• [Source data]
PR #1242, opened 2017-01-26
[REEF-1727] Add the AM token to the client app credentials in the Unmanaged AM mode

motus:
Summary of changes:
   * For Unmanaged AM mode, add YARN security token to teh app credentials so that (in-process) AM can use it.
   * Bugfix: `YarnSubmissionHelper` must implement `AutoCloseable`, not `java.io.Closeable`.
   * `.close()` method does not throw.
   * Minor logging improvements.

JIRA: [REEF-1727](https://issues.apache.org/jira/browse/REEF-1727)

Closes #

### DIFF
--- a/lang/java/reef-runtime-yarn/src/main/java/org/apache/reef/runtime/yarn/client/YarnSubmissionHelper.java
+++ b/lang/java/reef-runtime-yarn/src/main/java/org/apache/reef/runtime/yarn/client/YarnSubmissionHelper.java
@@ -19,6 +19,7 @@
 package org.apache.reef.runtime.yarn.client;
 
 import org.apache.commons.lang.StringUtils;
+import org.apache.hadoop.security.token.Token;
 import org.apache.hadoop.yarn.api.ApplicationConstants;
 import org.apache.hadoop.yarn.api.protocolrecords.GetNewApplicationResponse;
 import org.apache.hadoop.yarn.api.records.*;
@@ -26,13 +27,13 @@ import org.apache.hadoop.yarn.client.api.YarnClient;
 import org.apache.hadoop.yarn.client.api.YarnClientApplication;
 import org.apache.hadoop.yarn.conf.YarnConfiguration;
 import org.apache.hadoop.yarn.exceptions.YarnException;
+import org.apache.hadoop.yarn.security.AMRMTokenIdentifier;
 import org.apache.reef.runtime.common.REEFLauncher;
 import org.apache.reef.runtime.common.files.ClasspathProvider;
 import org.apache.reef.runtime.common.files.REEFFileNames;
 import org.apache.reef.runtime.common.launch.JavaLaunchCommandBuilder;
 import org.apache.reef.runtime.yarn.util.YarnTypes;
 
-import java.io.Closeable;
 import java.io.IOException;
 import java.util.*;
 import java.util.logging.Level;
@@ -41,7 +42,7 @@ import java.util.logging.Logger;
 /**
  * Helper code that wraps the YARN Client API for our purposes.
  */
-public final class YarnSubmissionHelper implements Closeable {
+public final class YarnSubmissionHelper implements AutoCloseable {
 
   private static final Logger LOG = Logger.getLogger(YarnSubmissionHelper.class.getName());
 
@@ -52,6 +53,7 @@ public final class YarnSubmissionHelper implements Closeable {
   private final Map<String, LocalResource> resources = new HashMap<>();
   private final ClasspathProvider classpath;
   private final SecurityTokenProvider tokenProvider;
+  private final boolean isUnmanaged;
   private final List<String> commandPrefixList;
 
   private String driverStdoutFilePath;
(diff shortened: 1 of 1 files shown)


lang/java/reef-runtime-yarn/src/main/java/org/apache/reef/runtime/yarn/client/YarnSubmissionHelper.java
```diff
@@ -279,6 +282,13 @@ public void submit() throws IOException, YarnException {
     }
 
     this.yarnClient.submitApplication(applicationSubmissionContext);
+
+    if (this.isUnmanaged) {
+      // For Unmanaged AM mode, add a new app token to the
+      // current process so it can talk to the RM as an AM.
+      final Token<AMRMTokenIdentifier> token = this.yarnClient.getAMRMToken(this.applicationId);
```
jwang98052: Original flow is to pass token from client, and set it to the process, and use it to submit the Job. 
Now, after the Job is submitted, the token you get from Yarn  here, is it the same token that client set before submitting the job?

lang/java/reef-runtime-yarn/src/main/java/org/apache/reef/runtime/yarn/client/YarnSubmissionHelper.java
```diff
@@ -279,6 +282,13 @@ public void submit() throws IOException, YarnException {
...
+      this.tokenProvider.addTokens(UserCredentialSecurityTokenProvider.serializeToken(token));
```
jwang98052: If the token from client has been added, do you need to add it here? Or isUnmanaged means the user doesn't set token at the first place?

lang/java/reef-runtime-yarn/src/main/java/org/apache/reef/runtime/yarn/client/YarnSubmissionHelper.java
motus: @jwang98052 no, that's a new token that the Driver gets from the RM. Since in Unmanaged AM mode the Driver runs in the Client process, we need to add that token to the current process' credentials - otherwise, the Driver won't be able to talk to YARN.

lang/java/reef-runtime-yarn/src/main/java/org/apache/reef/runtime/yarn/client/YarnSubmissionHelper.java
motus: @jwang98052 the token we get here is the *Driver's* token. In the regular ("managed AM") mode, we don't need that token on the client side, since the driver runs somewhere else on the cloud. For the Unmananged AM mode, though, we need to obtain the Driver's token explicitly and add it to the current process credentials so we can run the Driver in the same process where the Client is.

jwang98052: OK, so we are getting the driver token from RM to set it at client side so that client will have the same permission as driver. 

If driver runs somewhere else, does RM set this token to the driver machine?

motus: Yes, if the driver runs in a YARN container, the application token is provided by YARN and loaded by YARN runtime automatically when the Driver starts. We don't have to do anything in this case.

jwang98052: Shall we use another name for unmanaged? This is because, in .Net world, Manged means C#/.Net, Unmanaged means C++.

motus: @jwang98052 *"Unmanaged AM"* is a term used everywhere in YARN, and refers to an Application Master that that runs not on one of YARN-managed containers. It is a set phrase in YARN terminology, and I would much prefer to stick to it. I agree that the word "Unmanaged" should be used only as part of the "Unmanaged AM" or "Unmanaged Driver" phrase, and never alone.

jwang98052: Agree, so does unmanaged/managed programming language :)

jwang98052: From current code, looks like deafult of DriverIsUnmanaged is used that is false.  DO you set it true anywhere in test so that the code path can be reached?

motus: @jwang98052 there is a `UNMANAGED_DRIVER` parameter in `YarnClientConfiguration` module. We set this parameter to `true` if we want to use full-scale YARN driver configuration in unmanaged mode. We also set it to `true` by default in the `UnmanagedAmYarnDriverConfiguration` (change pending).

**P.S.** I am afraid we've strayed way off the actual purpose of this PR, which is about adding a necessary security token to the unmanaged AM process. Let's move our discussion to the mailing list, JIRA, or other relevant PRs and stick to the subject of the PR here.

jwang98052: My concern is if this code path is used/tested somewhere. Because from the current code base, it is not used as default is false. 

Given this is a pretty isolated PL and the usage is in another PL, then I am fine for the merge.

• [Problem] Take the entries above and set them all down again exactly as they read.

• [Result of this task]
PR #1242, opened 2017-01-26
[REEF-1727] Add the AM token to the client app credentials in the Unmanaged AM mode

motus:
Summary of changes:
   * For Unmanaged AM mode, add YARN security token to teh app credentials so that (in-process) AM can use it.
   * Bugfix: `YarnSubmissionHelper` must implement `AutoCloseable`, not `java.io.Closeable`.
   * `.close()` method does not throw.
   * Minor logging improvements.

JIRA: [REEF-1727](https://issues.apache.org/jira/browse/REEF-1727)

Closes #

### DIFF
--- a/lang/java/reef-runtime-yarn/src/main/java/org/apache/reef/runtime/yarn/client/YarnSubmissionHelper.java
+++ b/lang/java/reef-runtime-yarn/src/main/java/org/apache/reef/runtime/yarn/client/YarnSubmissionHelper.java
@@ -19,6 +19,7 @@
 package org.apache.reef.runtime.yarn.client;
 
 import org.apache.commons.lang.StringUtils;
+import org.apache.hadoop.security.token.Token;
 import org.apache.hadoop.yarn.api.ApplicationConstants;
 import org.apache.hadoop.yarn.api.protocolrecords.GetNewApplicationResponse;
 import org.apache.hadoop.yarn.api.records.*;
@@ -26,13 +27,13 @@ import org.apache.hadoop.yarn.client.api.YarnClient;
 import org.apache.hadoop.yarn.client.api.YarnClientApplication;
 import org.apache.hadoop.yarn.conf.YarnConfiguration;
 import org.apache.hadoop.yarn.exceptions.YarnException;
+import org.apache.hadoop.yarn.security.AMRMTokenIdentifier;
 import org.apache.reef.runtime.common.REEFLauncher;
 import org.apache.reef.runtime.common.files.ClasspathProvider;
 import org.apache.reef.runtime.common.files.REEFFileNames;
 import org.apache.reef.runtime.common.launch.JavaLaunchCommandBuilder;
 import org.apache.reef.runtime.yarn.util.YarnTypes;
 
-import java.io.Closeable;
 import java.io.IOException;
 import java.util.*;
 import java.util.logging.Level;
@@ -41,7 +42,7 @@ import java.util.logging.Logger;
 /**
  * Helper code that wraps the YARN Client API for our purposes.
  */
-public final class YarnSubmissionHelper implements Closeable {
+public final class YarnSubmissionHelper implements AutoCloseable {
 
   private static final Logger LOG = Logger.getLogger(YarnSubmissionHelper.class.getName());
 
@@ -52,6 +53,7 @@ public final class YarnSubmissionHelper implements Closeable {
   private final Map<String, LocalResource> resources = new HashMap<>();
   private final ClasspathProvider classpath;
   private final SecurityTokenProvider tokenProvider;
+  private final boolean isUnmanaged;
   private final List<String> commandPrefixList;
 
   private String driverStdoutFilePath;
(diff shortened: 1 of 1 files shown)


lang/java/reef-runtime-yarn/src/main/java/org/apache/reef/runtime/yarn/client/YarnSubmissionHelper.java
```diff
@@ -279,6 +282,13 @@ public void submit() throws IOException, YarnException {
     }
 
     this.yarnClient.submitApplication(applicationSubmissionContext);
+
+    if (this.isUnmanaged) {
+      // For Unmanaged AM mode, add a new app token to the
+      // current process so it can talk to the RM as an AM.
+      final Token<AMRMTokenIdentifier> token = this.yarnClient.getAMRMToken(this.applicationId);
```
jwang98052: Original flow is to pass token from client, and set it to the process, and use it to submit the Job. 
Now, after the Job is submitted, the token you get from Yarn  here, is it the same token that client set before submitting the job?

lang/java/reef-runtime-yarn/src/main/java/org/apache/reef/runtime/yarn/client/YarnSubmissionHelper.java
```diff
@@ -279,6 +282,13 @@ public void submit() throws IOException, YarnException {
...
+      this.tokenProvider.addTokens(UserCredentialSecurityTokenProvider.serializeToken(token));
```
jwang98052: If the token from client has been added, do you need to add it here? Or isUnmanaged means the user doesn't set token at the first place?

lang/java/reef-runtime-yarn/src/main/java/org/apache/reef/runtime/yarn/client/YarnSubmissionHelper.java
motus: @jwang98052 no, that's a new token that the Driver gets from the RM. Since in Unmanaged AM mode the Driver runs in the Client process, we need to add that token to the current process' credentials - otherwise, the Driver won't be able to talk to YARN.

lang/java/reef-runtime-yarn/src/main/java/org/apache/reef/runtime/yarn/client/YarnSubmissionHelper.java
motus: @jwang98052 the token we get here is the *Driver's* token. In the regular ("managed AM") mode, we don't need that token on the client side, since the driver runs somewhere else on the cloud. For the Unmananged AM mode, though, we need to obtain the Driver's token explicitly and add it to the current process credentials so we can run the Driver in the same process where the Client is.

jwang98052: OK, so we are getting the driver token from RM to set it at client side so that client will have the same permission as driver. 

If driver runs somewhere else, does RM set this token to the driver machine?

motus: Yes, if the driver runs in a YARN container, the application token is provided by YARN and loaded by YARN runtime automatically when the Driver starts. We don't have to do anything in this case.

jwang98052: Shall we use another name for unmanaged? This is because, in .Net world, Manged means C#/.Net, Unmanaged means C++.

motus: @jwang98052 *"Unmanaged AM"* is a term used everywhere in YARN, and refers to an Application Master that that runs not on one of YARN-managed containers. It is a set phrase in YARN terminology, and I would much prefer to stick to it. I agree that the word "Unmanaged" should be used only as part of the "Unmanaged AM" or "Unmanaged Driver" phrase, and never alone.

jwang98052: Agree, so does unmanaged/managed programming language :)

jwang98052: From current code, looks like deafult of DriverIsUnmanaged is used that is false.  DO you set it true anywhere in test so that the code path can be reached?

motus: @jwang98052 there is a `UNMANAGED_DRIVER` parameter in `YarnClientConfiguration` module. We set this parameter to `true` if we want to use full-scale YARN driver configuration in unmanaged mode. We also set it to `true` by default in the `UnmanagedAmYarnDriverConfiguration` (change pending).

**P.S.** I am afraid we've strayed way off the actual purpose of this PR, which is about adding a necessary security token to the unmanaged AM process. Let's move our discussion to the mailing list, JIRA, or other relevant PRs and stick to the subject of the PR here.

jwang98052: My concern is if this code path is used/tested somewhere. Because from the current code base, it is not used as default is false. 

Given this is a pretty isolated PL and the usage is in another PL, then I am fine for the merge.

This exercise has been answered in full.